The evening was almost over. The room was reeling. Soon, at afterparties, attendees would wander in a state of shock and incredulity. Some deep law of decorum had been violated, in a room full of very rich, mostly white people who had dressed up all nice for the party. In a room full of other critics, I along with everyone else scrabbled to find uncensored feeds online. The dramatics of violence and the racialized commentary of “not okay”-ness that overtook Twitter bloomed in a microsecond and kept spreading.
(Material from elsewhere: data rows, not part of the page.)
PR #1864, opened 2015-08-26
[checks.d][openstack] add monitoring for Openstack Nova and Neutron

talwai:
The OpenStack `AgentCheck` is intended to run besides individual hypervisors. It can be scoped to any set of projects living on that host via instance-level config, 

At the hypervisor-level it collects:

- [Hypervisor Uptime and Statistics](http://developer.openstack.org/api-ref-compute-v2.1.html#os-hypervisors-v2.1) 

At the project-level it collects:
- [Diagnostics for guest servers within that project](http://developer.openstack.org/api-ref-compute-v2.1.html#diagnostics-v2.1)
- [Absolute limits for the project](http://developer.openstack.org/api-ref-compute-v2.1.html#limits-v2.1)

Additionally it sends service checks to register the UP/DOWN state of networks discovered by the agent, 
the locally running hypervisor, and the outward-facing (`public || internal`) API services of Nova, Neutron and Keystone

### Authentication
While the check will run without issues as an `admin` user, it is recommended to configure a read-only `datadog` user and configure the check with the corresponding user/password. Instructions on setting up the datadog user + role , as well as the changes required to the `policy.json` file can be found [here](https://gist.github.com/talwai/b8698e061795cec9f263#configure-a-datadog-user)

### A note on compatibility
Authentication is performed via the password method, and requires Identity API v3
Nova API v2 and v2.1 are supported, with minor additional configuration necessary for v2

### DIFF
--- a/checks.d/openstack.py
+++ b/checks.d/openstack.py
@@ -1,7 +1,22 @@
-import json
-import requests
+# stdlib
+from datetime import datetime, timedelta
+from urlparse import urljoin
 
+# project
 from checks import AgentCheck
+from util import get_hostname
+
+# 3p
+import requests
+import simplejson as json
+
+SOURCE_TYPE = 'openstack'
+
+DEFAULT_KEYSTONE_API_VERSION = 'v3'
+DEFAULT_NOVA_API_VERSION = 'v2.1'
+DEFAULT_NEUTRON_API_VERSION = 'v2.0'
+
+DEFAULT_API_REQUEST_TIMEOUT = 5 # seconds
 
 NOVA_HYPERVISOR_METRICS = [
     'current_workload',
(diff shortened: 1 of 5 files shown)


checks.d/openstack.py
```diff
@@ -0,0 +1,421 @@
...
+
+        if not server_ids:
+            self.warning("Your check is not configured to monitor any servers.\n" +
+                         "Please list `server_ids` under your init_config in openstack.yaml")
+
+        for sid in server_ids:
+            self.get_stats_for_single_server(sid)
+
+    def get_all_server_ids(self):
+        url = '{0}/servers'.format(self._nova_url)
```
mtougeron: Needs to have have the option to have `?all_tenants=1` in the URL or else it will only get all servers for the current project/tenant. Also, FYI, if the auth scope is not 'admin' then it will still limit the results to the current tenant (no errors).

checks.d/openstack.py
```diff
@@ -0,0 +1,827 @@
+# stdlib
+from datetime import datetime, timedelta
+import json
```
remh: use simplejson instead

checks.d/openstack.py
```diff
@@ -0,0 +1,827 @@
...
+        Parse authorization scope out of init_config
+
+        To guarantee a uniquely identifiable scope, expects either:
+        {'project': {'name': 'my_project', 'domain': {'id': 'my_domain_id'}}}
+        OR
+        {'project': {'id': 'my_project_id'}}
+        """
+        auth_scope = instance_config.get('auth_scope')
+        if not auth_scope or not auth_scope.get('project'):
+            raise IncompleteAuthScope
```
remh: As per PEP8 you should raise an instance of the class, not the class directly

conf.d/openstack.yaml.example
```diff
@@ -0,0 +1,67 @@
+init_config:
+      # All directives prefixed with a '#' sign are optional and will default to sane values when omitted
+
+      # Where your identity server lives (please omit the trailing slash). Note that the server must support Identity API v3
+      keystone_server_url: "https://my-keystone-server.com:<port>"
```
remh: I think all of these settings should be at the instance level

checks.d/openstack.py
```diff
@@ -0,0 +1,827 @@
...
+        # It is still unclear when this happens, but for now the user can configure
+        # `append_tenant_id` to manually add this suffix for downstream requests
+        if instance_config.get("append_tenant_id", False):
+            t_id = auth_scope["project"].get("id")
+
+            assert t_id and t_id not in service_catalog.nova_endpoint,\
+                """Incorrect use of append_tenant_id, please inspect the service catalog response of your Identity server.
+                   You may need to disable this flag if your Nova service url contains the tenant_id already"""
+
+            service_catalog.nova_endpoint += "/{0}".format(t_id)
```
remh: You should use urljoin instead. It's more fault tolerant.

checks.d/openstack.py
```diff
@@ -0,0 +1,827 @@
...
+        identity = {
+            "methods": ['password'],
+            "password": {"user": user}
+        }
+        return identity
+
+    @classmethod
+    def request_auth_token(cls, auth_scope, identity, keystone_server_url, ssl_verify):
+        payload = {"auth": {"scope": auth_scope, "identity": identity}}
+        auth_url = "{0}/{1}/auth/tokens".format(keystone_server_url, DEFAULT_KEYSTONE_API_VERSION)
```
remh: same here, let's use urljoin instead

checks.d/openstack.py
```diff
@@ -0,0 +1,827 @@
...
+        self.neutron_endpoint = neutron_endpoint
+
+    @classmethod
+    def from_auth_response(cls, json_response, nova_api_version):
+        return cls(
+            nova_endpoint=cls.get_nova_endpoint(json_response, nova_api_version),
+            neutron_endpoint=cls.get_neutron_endpoint(json_response)
+        )
+
+        pass
```
remh: not needed

checks.d/openstack.py
```diff
@@ -0,0 +1,827 @@
...
+
+        return None
+
+
+
+    def get_my_hostname(self):
+        """
+        Returns a best guess for the hostname registered with OpenStack for this host
+        """
+        return self.init_config.get("os_host") or socket.gethostname()
```
remh: would the agent hostname be a better guess than `socket.gethostname()` ?

checks.d/openstack.py
```diff
@@ -0,0 +1,827 @@
...
+            "domain_id": project_auth_scope.domain_id
+        }
+
+        url = "{0}/{1}/{2}".format(self.keystone_server_url, DEFAULT_KEYSTONE_API_VERSION, "projects")
+        headers = {'X-Auth-Token': self.get_auth_token(instance)}
+
+        projects = []
+        try:
+            resp = self._make_request_with_auth_fallback(url, headers, params=filter_params)
+            project_details = resp.json()
```
remh: Looks like you're always calling `.json` everytime you call `_make_request_with_auth_fallback` so it should likely be part of the method.

checks.d/openstack.py
```diff
@@ -0,0 +1,827 @@
...
+                            {'project': {'id': 'my_project_id'}}
+                             """)
+            elif isinstance(e, IncompleteIdentity):
+                self.warning("Please specify the user via the `user` variable in your init_config.\n" +
+                             "This is the user you would use to authenticate with Keystone v3 via password auth.\n" +
+                             "The user should look like: {'password': 'my_password', 'name': 'my_name', 'domain': {'id': 'my_domain_id'}}")
+            else:
+                self.warning("Configuration Incomplete! Check your openstack.yaml file")
+
+        else:
```
remh: I think this overall logic will result in cases where not all 3 service checks will send a result.
e.g. if KeystoneUnreachable is reached, only the IDENTIFY_API service check will send a status.

checks.d/openstack.py
```diff
@@ -0,0 +1,827 @@
...
+            # All is good, send the word up to DD
+            self.service_check(self.NETWORK_API_SC, AgentCheck.OK, tags=["keystone_server:%s" % self.init_config.get("keystone_server_url")])
+            self.service_check(self.COMPUTE_API_SC, AgentCheck.OK, tags=["keystone_server:%s" % self.init_config.get("keystone_server_url")])
+            self.service_check(self.IDENTITY_API_SC, AgentCheck.OK, tags=["server:%s" % self.init_config.get("keystone_server_url")])
```
remh: Shouldn't it be keystone_server_url instead of server here ?

remh:
Also looks like metric names are not properly normalized:
e.g. `openstack.nova.limits.maxTotalKeypairs`

this should be camel_cased

conf.d/openstack.yaml.example
talwai: So with the recommendation of having 1 agent configured per physical host, we make the pretty important assumption that there will be exactly 1 hypervisor and 1 keystone server per physical host. It made sense to me to include the project-level config under `instances`, because one physical host can have many projects, but include the "global" configuration in `init_config` since they will be unique to the physical host, and won't change instance-by-instance. Let me know if you disagree

checks.d/openstack.py
```diff
@@ -0,0 +1,850 @@
+# stdlib
+from datetime import datetime, timedelta
+from urlparse import urljoin
+import simplejson as json
```
remh: nitpick but this is 3rd party

remh:
Great stuff! Easy to read and pretty nice features! :+1:

talwai:
CI has been blocked for a while, going to go ahead and merge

But in the shaky conclusion to the evening, Lady Gaga and Liza Minnelli took the stage to announce the winner for best picture. (This winner, like many others of the evening, felt artificial and divisive, but what else is new.) Minnelli, using a wheelchair, looked utterly glamorous, her trademark presence shining larger-than-life off the stage; she was, however, apparently having trouble with her fine motor functions as she handled the iconic envelope.

Gaga and Minnelli did their quick little back-and-forth scripted spiel (“You know how I love working with legends,” etc). As EW reported the following day, Gaga had insisted that Minnelli present the award alongside her, which made Gaga’s Cabaret-callback genderbending tuxedo look all the more dazzling.

The truly iconic moment of the exchange—and the one that snapped me back to present from the internet-uproar exploding around me re: the Slap—was a quiet bit of unscripted dialogue that, thankfully, wasn’t censored.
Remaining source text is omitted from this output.